Bir bebeğin dünyaya geliş serüvenini “mucize” olarak tanımlayabilen insanların sevinci Allah’a edilen şükürle asıl manasına kavuşuyor. Fakat bu mucizeyi Allah’ın lütfu olarak algılamakta güçlük çekebilenler de yok değil. Bu noktada şekillenmeye başlıyor taze tomurcuk bebeğin hayatı ve geleceği. Çünkü bebekler büyürken anne babanın inançları ve hayat felsefesi doğrultusunda yetiştiriliyor.
Peygamberimizin çocuğa yaklaşımı bizler için mihenk taşı niteliğinde. Yalnız ve yalnız alemlere rahmet olarak gönderilen Efendimiz, çocuklara daima merhamet ve sevgi ile muamele ederek emsal sunmuş bizlere. Ruhlarına sevgi diliyle en güzel ahlâk üzere şekil vermiş. Çocuklarını öpemediğini dile getiren bir babaya, Allah’ın kalbindeki merhameti aldığını bildirmesi, sevginin gönülde barınması ve dile getirilmesinin önemine işaret etmiyor mu ?
Hangi sıcaklık anne sıcaklığını verir ?
Suni yaklaşımlar bu merhamet ağın örebilir mi ilmik ilmik?
Yeryüzüne ilk kez ağlayarak sesini duyuran bebeklerin her biri farklı bir gülücükle başlıyor hayata.

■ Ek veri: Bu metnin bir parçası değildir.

PR #638, opened 2022-09-20
Rename alphadatamodels to datamodels 🚀 

silvavelosa:
CDF-16538


vuhainguyen:
Awesome 🚀 , please try to generate a lib in local and run with jetfire-backend test to see if it still works with the new renaming.
Probably you need to fix the tests as well, here for expl 👉 https://github.com/cognitedata/cdp-spark-datasource/blob/5b851cca6dd652b8f44918de5fd199d75643f5b6/src/test/scala/cognite/spark/v1/AlphaDataModelInstancesRelationTest.scala#L273

vuhainguyen (approved):
Very nice thanks Jaime 😁

PR #642, opened 2022-09-27
add support for asset subtree ids option filter

silvavelosa:
add a new option on `AssetsRelation` to filter by subtree ids


src/main/scala/cognite/spark/v1/DefaultSource.scala
```diff
@@ -126,6 +126,7 @@ class DefaultSource
       schema: StructType): BaseRelation = {
 
     val resourceType = parameters.getOrElse("type", sys.error("Resource type must be specified"))
+    val assetSubtreeIds = parameters.get("assetSubtreeIds").map(_.split(",").toList)
```
silvavelosa, line 129: not completely sure about this 🤔, can `externalId` have ',' in it?

emelvarol-cognite: hmm good question, i don't know :'( we can try creating some in transformations with comma. If so, would you consider only allowing a single root in the filtering?

src/main/scala/cognite/spark/v1/AssetsRelation.scala
```diff
@@ -14,8 +14,10 @@ import org.apache.spark.sql.types._
 import org.apache.spark.sql.{Row, SQLContext}
 
 import java.time.Instant
+import scala.util.Try
 
-class AssetsRelation(config: RelationConfig)(val sqlContext: SQLContext)
+class AssetsRelation(config: RelationConfig, subtreeIds: Option[List[String]] = None)(
```
emelvarol-cognite, line 19: my question here is: why do we take this from the options? We could add this to readSchema maybe and find in `sparkFilters`? I cannot think a nice way to reflect this in the UI... Because the options are most of the time write oriented in there 🤔

src/test/scala/cognite/spark/v1/AssetsRelationTest.scala
```diff
@@ -298,6 +298,52 @@ class AssetsRelationTest extends FlatSpec with Matchers with ParallelTestExecuti
...
   }
 
+  it should "support option filter assetSubtreeIds" taggedAs ReadTest in {
+    val df = spark.read
+      .format("cognite.spark.v1")
+      .option("apiKey", readApiKey)
+      .option("type", "assets")
+      .option("limitPerPartition", "1000")
+      .option("partitions", "1")
+      .option("assetSubtreeIds", "2161493773812721")
```
emelvarol-cognite, line 308: are the assets that assumed to be existing created in tbe beginning of test?

src/main/scala/cognite/spark/v1/DefaultSource.scala
vuhainguyen: yes it can unfortunately, I just tried to create one and re-query it, and not only , but almost any special character is accepted
image

src/main/scala/cognite/spark/v1/AssetsRelation.scala
silvavelosa: The main reason is that it's not a data column, and it would give way to ugly mixes of filters (mainly with OR)
[Here ](https://cognitedata.atlassian.net/wiki/spaces/INT/pages/3721166999/Asset+subtrees+retrieval+on+transformations )are the different alternatives considered, what you describe would be Option 1, what is being implemented corresponds to Option 3.

src/test/scala/cognite/spark/v1/AssetsRelationTest.scala
silvavelosa: those are assets in the magic `publicdata` project

src/main/scala/cognite/spark/v1/DefaultSource.scala
exyi: I don't think it matters, the user can always use the numeric InternalId to avoid this problem.

For that matter, an externalId with only digits is also valid, but you'd interpret it as internal id. Again, easy to workaround by using the actual internal id.

emelvarol-cognite: that is a really good point @silvavelosa but we need to give users a conversion function from id to externalId? as in dataset_id udf

wjoel: I don't know if there's any precedence of passing lists as options, but this is making me uncomfortable. Seems very unsafe, and like it will lead to surprising and confusing errors (when external ids contain `,`). If we have to string split, can we use something more unusual? `||` maybe? The customer in https://cognitedata.atlassian.net/wiki/spaces/INT/pages/3721166999/Asset+subtrees+retrieval+on+transformations would be happy with just one asset subtree, do we have to support multiple ones? Yes, we can, but can we save it for another day when/if a customer requests it, if they ever do?

src/main/scala/cognite/spark/v1/AssetsRelation.scala
```diff
@@ -44,6 +49,14 @@ class AssetsRelation(config: RelationConfig)(val sqlContext: SQLContext)
             .transform))
   }
 
+  private val subtreeCogniteIds: Option[List[CogniteId]] =
```
wjoel, line 52: I see that we're doing this for sequence rows, but I think it's a bit terrible. I'd much rather have us be explicit as we are with "spaceExternalId" etc.

src/main/scala/cognite/spark/v1/DefaultSource.scala
wjoel: Or, for that matter, turn it into a JSON array `["\"asset1\",\"asset2\","3",3]`, and parse. Then we would even be able to tell "3" and 3 apart properly. Maybe options can have array values in Spark, but I seem to recall they're all just converted to strings, even if `.option("overwrite", true)` works...

silvavelosa: yep, that's how it went:

- integers like `123`, `456` are a single internalId
- valid json arrays of integers or strings are multiple internal/external ids
-- `["vnakls","2314","vnkalvs"]` are 3 externalIds
-- `[123, 2314, 123156]` are 3 internalIds
- anything else is a single externalId

src/main/scala/cognite/spark/v1/DefaultSource.scala
```diff
@@ -472,6 +475,33 @@ object DefaultSource {
     )
   }
 
+  private[v1] def parseCogniteIds(paramName: String)(
+      parameters: Map[String, String]): Option[List[CogniteId]] = {
```
TharinduDG, line 479: Any specific reason why `paramName` & `parameters` are in 2 parameter lists? 🤔

src/main/scala/cognite/spark/v1/DefaultSource.scala
```diff
@@ -472,6 +475,33 @@ object DefaultSource {
...
+          .validate(_.value.isNumber, "strict int decoder") // to distinguish 123 from "123"
+          .map(internalId => CogniteInternalId(internalId))
+          .widen,
+        Decoder.decodeString.map(externalId => CogniteExternalId(externalId)).widen
+      ).reduceLeft(_.or(_))
+    implicit val multipleIdsDecoder: Decoder[List[CogniteId]] =
+      List(
+        singleIdDecoder.map(List(_)),
+        Decoder.decodeArray[CogniteId].map(_.toList)
+      ).reduceLeft(_.or(_))
```
vuhainguyen, line 493: neat 👍

vuhainguyen, line 493: neat 👍

src/main/scala/cognite/spark/v1/DefaultSource.scala
silvavelosa: not really 🤔 .... it started as a function receiving the map and with hardcoded key, and then added the `paramName`.... but now that you mention it, probably it'll be easier to read if it receives just the string 😅

src/main/scala/cognite/spark/v1/DefaultSource.scala
TharinduDG: I don't think `.widen` is necessary since there is no covariance applicable here. 🤔

src/test/scala/cognite/spark/v1/DefaultSourceTest.scala
```diff
@@ -95,5 +97,26 @@ class DefaultSourceTest extends WordSpec with Matchers {
...
+        DefaultSource.parseCogniteIds(""" "\"123\"" """) shouldBe List(CogniteExternalId("\"123\""))
+        DefaultSource.parseCogniteIds("abc") shouldBe List(CogniteExternalId("abc"))
+        DefaultSource.parseCogniteIds("{invalid json") shouldBe List(CogniteExternalId("{invalid json"))
+        DefaultSource.parseCogniteIds("\"[123,456]\"") shouldBe List(CogniteExternalId("[123,456]"))
+      }
+      "parse arrays according to their contents" in {
+        DefaultSource.parseCogniteIds("""[123, "123"]""") shouldBe List(CogniteInternalId(123), CogniteExternalId("123"))
+      }
+      "parse other valid json as externalId" in {
+        DefaultSource.parseCogniteIds("""{"key": 123}""") shouldBe List(CogniteExternalId("""{"key": 123}"""))
```
emelvarol-cognite, line 116: i thought we wanted to extract `123` from this 🤔

src/test/scala/cognite/spark/v1/AssetsRelationTest.scala
```diff
@@ -298,6 +298,52 @@ class AssetsRelationTest extends FlatSpec with Matchers with ParallelTestExecuti
...
+    val metricsPrefix = s"pushdown.assets.name.${shortRandomString()}"
+    val df = spark.read
+      .format("cognite.spark.v1")
+      .option("apiKey", readApiKey)
+      .option("type", "assets")
+      .option("collectMetrics", "true")
+      .option("metricsPrefix", metricsPrefix)
+      .option("limitPerPartition", "1000")
+      .option("partitions", "1")
+      .option("assetSubtreeIds", """["WMT:23-YT-96105-01","WMT:23-TE-96137-02"]""")
```
emelvarol-cognite, line 337: can you also add a test like:  """[12424,"WMT:23-TE-96137-02"]""" ?

emelvarol-cognite (approved):
coool

silvavelosa:
Thanks for the reviews! 🚀

PR #643, opened 2022-10-21
Shrink partitions if configured

TharinduDG:
- reduce the partitions based on `partitionShrinkPercentage` config


vuhainguyen (commented):
LGTM, there's a compilation error and might be test to be fixed, removing SNAPSHOT if you want to publish new version and updating the CHANGELOG file to mention this change as well 😁

src/main/scala/cognite/spark/v1/DefaultSource.scala
```diff
@@ -274,9 +275,13 @@ class DefaultSource
...
         if (originalNumberOfPartitions > 50 && originalNumberOfPartitions > idealNumberOfPartitions) {
-          (data.repartition(idealNumberOfPartitions), idealNumberOfPartitions)
+          val partitionsAfterShrink =
+            (idealNumberOfPartitions * (100 - config.partitionShrinkPercentage) / 100).toInt
+          (data.repartition(partitionsAfterShrink), partitionsAfterShrink)
         } else {
-          (data, originalNumberOfPartitions)
+          val partitionsAfterShrink =
+            (originalNumberOfPartitions * (100 - config.partitionShrinkPercentage) / 100).toInt
+          (data.repartition(partitionsAfterShrink), partitionsAfterShrink)
```
exyi, line 284: I think you should avoid calling repartition unless it's needed. AFAIK Spark will always do the data shuffling, even when the number of partitions remains exacrly the same.

Anyway, why do you need this option? Can't you just decrease number of `sparkPartitions`? (by increasing parallelismPerPartition, iirc)

TharinduDG:
This is no longer required.

PR #649, opened 2022-12-07
Reduce maxRetry on for backend that is used for auth

vuhainguyen:
Currently we use the `maxRetries` parsing from Config for getting auth, but we should give up faster in case of auth failure instead of retrying that makes the job longer and then taking over resource of the cluster.
More context in 👇 
https://cognitedata.slack.com/archives/C93QJMZE0/p1670415341226499
https://cognitedata.slack.com/archives/CAYSVGPUN/p1670416079808469


TharinduDG (approved):
👍

PR #650, opened 2022-12-09
Feat/custom type node ref

vuhainguyen:
CDF-17207


src/test/scala/cognite/spark/v1/DataModelInstancesRelationTest.scala
```diff
@@ -1115,4 +1142,93 @@ class DataModelInstancesRelationTest
...
+    ex.getMessage shouldBe "Direct relation identifier should be named_struct(\"spaceExternalId\", yourSpace, \"externalId\", yourExternalId) or " +
+      "named_struct(\"externalId\", yourExternalId) but got notExternalId as the schema."
+
+    val ex1 = sparkIntercept {
+      insertRows(
+        primitiveExtId2,
+        spark
+          .sql(s"""
+                  |select named_struct("spaceExternalId", "vu", "notExternalId", "hai") as prop_direct_relation,
+                  |'hello_my_name_is_emel' as externalId""".stripMargin)
```
hakontro, line 1213:
```suggestion
                  |'hello_my_name_is_håkon' as externalId""".stripMargin)
```

vvemel: haha :D

src/test/scala/cognite/spark/v1/DataModelInstancesRelationTest.scala
```diff
@@ -1080,9 +1080,36 @@ class DataModelInstancesRelationTest
         props.get("prop_direct_relation").map(_.value) shouldBe None
       }
     )
+
+    tryTestAndCleanUp(
+      Seq(randomId), {
+        retryWhile[Boolean](
```
TharinduDG, line 1086: I don't understand the logic behind this retry function.
If there's an issue, it should fail fast and we'll know there's an issue.
I think this retry just hide errors.

TharinduDG (approved):
LGTM except the `retryWhile` 😉

src/test/scala/cognite/spark/v1/DataModelInstancesRelationTest.scala
vuhainguyen: it helps to retry (max 20  times with backoff delay) and is used in many places of Spark DS
https://github.com/search?l=Scala&q=org%3Acognitedata+retryWhile&type=Code
When the api is not stable enough I think it's just fine to retry it anyway, we can reduce the number of retries though

PR #651, opened 2022-12-09
Chore/use separate backend auth

vuhainguyen:
Similar as https://github.com/cognitedata/cdp-spark-datasource/pull/649 but in different place


silvavelosa (approved):
LGTM ✔️ 

As a side note... I'm pretty sure we can make a small change in the sdk to avoid that unsafeRunSync

vuhainguyen:
> LGTM ✔️
> 
> As a side note... I'm pretty sure we can make a small change in the sdk to avoid that unsafeRunSync

Yep feel free to make a PR for proposal hehe 🚀

PR #783, opened 2023-08-21
Introduce SdkV1InsertableRelation subclass

dmivankov:
OOP overrides hell consequences.
- `SdkV1Relation` was defining an `insert(data, overwrite)` method
  but didn't extend spark's `InsertableRelation`
- `SdkV1Relation` was defining a by-default-throwing `getFromRowsAndCreate`
  that is used by `insert` method above
- some subclasses were defining `getFromRowsAndCreate` and extending
  `InsertableRelation` which would pick up `insert` method in a side-channel
  manner from `SdkV1Relation` (no direct and simple way to see that that
  `insert` was actually meant for `InsertableRelation`)

Let's move insertable part to a dedicated subclass which doesn't have unsafe
fallback and does inherit-override the insert method.

This will remove `InsertableRelation` interface from some of classes,
but only from those that were throwing on using it anyway.

TODO for later:
- relation between `SdkV1InsertableRelation.insert` vs `WritableRelation.insert`
- ignored `overwrite/doUpdate` paramater in some of implementations

### DIFF
--- a/src/main/scala/cognite/spark/v1/DataSetsRelation.scala
+++ b/src/main/scala/cognite/spark/v1/DataSetsRelation.scala
@@ -7,7 +7,7 @@ import com.cognite.sdk.scala.common.WithId
 import com.cognite.sdk.scala.v1.resources.DataSets
 import com.cognite.sdk.scala.v1.{DataSet, DataSetCreate, DataSetFilter, DataSetUpdate, GenericClient}
 import io.scalaland.chimney.Transformer
-import org.apache.spark.sql.sources.{Filter, InsertableRelation}
+import org.apache.spark.sql.sources.Filter
 import org.apache.spark.sql.types.{DataTypes, StructType}
 import org.apache.spark.sql.{Row, SQLContext}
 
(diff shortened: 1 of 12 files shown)


src/main/scala/cognite/spark/v1/DataSetsRelation.scala
```diff
@@ -7,15 +7,14 @@ import com.cognite.sdk.scala.common.WithId
...
-import org.apache.spark.sql.sources.{Filter, InsertableRelation}
+import org.apache.spark.sql.sources.Filter
 import org.apache.spark.sql.types.{DataTypes, StructType}
 import org.apache.spark.sql.{Row, SQLContext}
 
 import java.time.Instant
 
 class DataSetsRelation(config: RelationConfig)(val sqlContext: SQLContext)
     extends SdkV1Relation[DataSet, String](config, "datasets")
-    with InsertableRelation
```
audunska, line 18: This is also kind of confusing: The `DataSetsRelation` _does_ support writing, but does not implement `InsertableRelation`. I guess the `DefaultSource` for writing completely bypasses the `InsertableRelation` interface and uses `WritableRelation` instead?

audunska (approved):
Definitely a helpful step

src/main/scala/cognite/spark/v1/DataSetsRelation.scala
dmivankov: Yep, I don't yet have full insight into DefaultSource vs InsertableRelation implementations

PR #785, opened 2023-08-24
Mark dmsv2 classes as deprecated in favor of dmsv3

dmivankov:


audunska (approved):
I guess we'll want to remove it from the DefaultSource at some point too

dmivankov:
> I guess we'll want to remove it from the DefaultSource at some point too

Yes, either when there's no usage from transformations, or when dmsv2 is shutdown, whichever comes first :slightly_smiling_face:

PR #797, opened 2023-09-01
CDF-19653: make EventsRelationTest less flaky

dmivankov:
Substaintial rewrite of EventsRelationTest but it should
preserve most of its meaning.
    
- explicitly create all items used by test
- introduce extra helper methods and checks
- use randomized event.source for test scope isolation
- un-ignore ignored tests
- some tests may change slightly but intent is to keep
  scenarios approximately the same
    
Extra notes:
- PushdownUtilities convert `> x` to `min(x)` aka `>= x` which
  should ideally be changed to `min(succ(x))` but for later.
  It seems that it doesn't lead to wrong results currently,
  we pushdown broader than needed condition down but afterwards
  spark still applies original exact filter
- adding SparkTest safe counter access which has fallback from
  missing metric to 0 which is useful for retry conditions in tests
  which shouldn't throw if missing metric is a valid scenario part
  and it will appear at subsequent tries.
  In some tests it's still useful to assert that metric exists
  even if it is expected to be 0, so opt-in for now.

[CDF-19653]

[CDF-19653]: https://cognitedata.atlassian.net/browse/CDF-19653?atlOrigin=eyJpIjoiNWRkNTljNzYxNjVmNDY3MDlhMDU5Y2ZhYzA5YTRkZjUiLCJwIjoiZ2l0aHViLWNvbS1KU1cifQ

### DIFF
--- a/src/main/scala/cognite/spark/v1/DefaultSource.scala
+++ b/src/main/scala/cognite/spark/v1/DefaultSource.scala
@@ -21,7 +21,6 @@ import org.apache.spark.sql.sources._
 import org.apache.spark.sql.types.StructType
 import org.apache.spark.sql.{DataFrame, Row, SQLContext, SaveMode}
 import sttp.model.Uri
-import scala.reflect.classTag
 
 import scala.reflect.classTag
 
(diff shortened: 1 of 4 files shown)


BenChand (approved):

src/main/scala/cognite/spark/v1/DefaultSource.scala
```diff
@@ -21,6 +21,7 @@ import org.apache.spark.sql.sources._
 import org.apache.spark.sql.types.StructType
 import org.apache.spark.sql.{DataFrame, Row, SQLContext, SaveMode}
 import sttp.model.Uri
+import scala.reflect.classTag
```
dmivankov, line 24:
```suggestion
```

PR #812, opened 2023-09-22
Introduce SparkTest.retryWhileIO method

dmivankov:
`retryWhile` is doing `.unsafeRun*` which should be avoided when possible
aka for example when the caller runs in `IO`.

Introducing new method helper here, to be used later in tests.


src/test/scala/cognite/spark/v1/SparkTest.scala
```diff
@@ -205,21 +205,26 @@ trait SparkTest {
...
       implicit prettifier: Prettifier,
-      pos: source.Position): A =
+      pos: source.Position): IO[A] =
     retryWithBackoff(
-      IO {
-        val actionValue = action
-        if (shouldRetry(actionValue)) {
+      for {
+        actionValue <- action
+        _ = IO.delay { if (shouldRetry(actionValue)) {
```
dmivankov, line 214:
```suggestion
        _ <- IO.delay { if (shouldRetry(actionValue)) {
```

mr-celo (approved):

PR #776, opened 2023-08-15
CDF-18450: add tracing support

dmivankov:
Adding tracing propagation support.

1. Introduce `type TracedIO = Kleisli[IO, Span[IO], _]` and some helper methods for lifting to it from IO, also helpers for passing parent span from Config or across partitioning calls
2. Introduce some operation spans, more detailed spans to be added later
3. Add support for passing parent tracing context via `TRACING_PARAMETER_PREFIX: String = "com.cognite.tracing.parameter."` prefix within parameters
4. Add env vars `OTEL_COLLECTOR_URL`, and optional `OTEL_SERVICE_NAME`, `OTEL_SERVICE_VERSION` that trigger span reporting
5. Bulk of lines changed is just doing IO->TracedIO and adding new span for places with unsafeRunSync

Should be safe to use without tracing as before. To use tracing
- start passing Kernel/parent context parameters with `TRACING_PARAMETER_PREFIX`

Bu farklı gülücük aynı zamanda bebeğin kendine özgü kişiliğinin ilk ifadesi oluyor. Peki, bu gülüşü anne-babalar doğru algılayabiliyorlar mı?
İşte sorgulamak istediğim merak ettiğim konu bu .
Bu sorunun cevabı kişilere göre değişir elbette. Değişmeyen tek gerçek ise anne babanın bir bebek sahibi olmanın sorumluğu ve bilincinde olmasının önemidir. Gerçekten Anne baba bu işin ciddiyetinin farkında mı ?
Hızla küreselleşen dünyada, kaybolmaya yüz tutan değerlerin yeri boş kalmıyor. Zaman ilerlerken giderek tüketimin esas olduğu genel bir hava sarıyor dünyayı. Günümüzde bu havayı soluyan anne babaların bebeklerine bakışının da doğallıktan uzaklaşmaya başladığı gözle görünür bir gerçek. Doğdukları andan başlayarak marka ürünlerle çevreleniyor bebeklerin etrafı. Özellikle çalışan annelerin çocukları annelerinden uzak kaldıkları vakitleri dolduran bir yığın nesne ile muhatap oluyor. Ninni söyleyip, sağa sola sallanan elektronik bir ürün anne kucağının yerini alabilir mi sizce?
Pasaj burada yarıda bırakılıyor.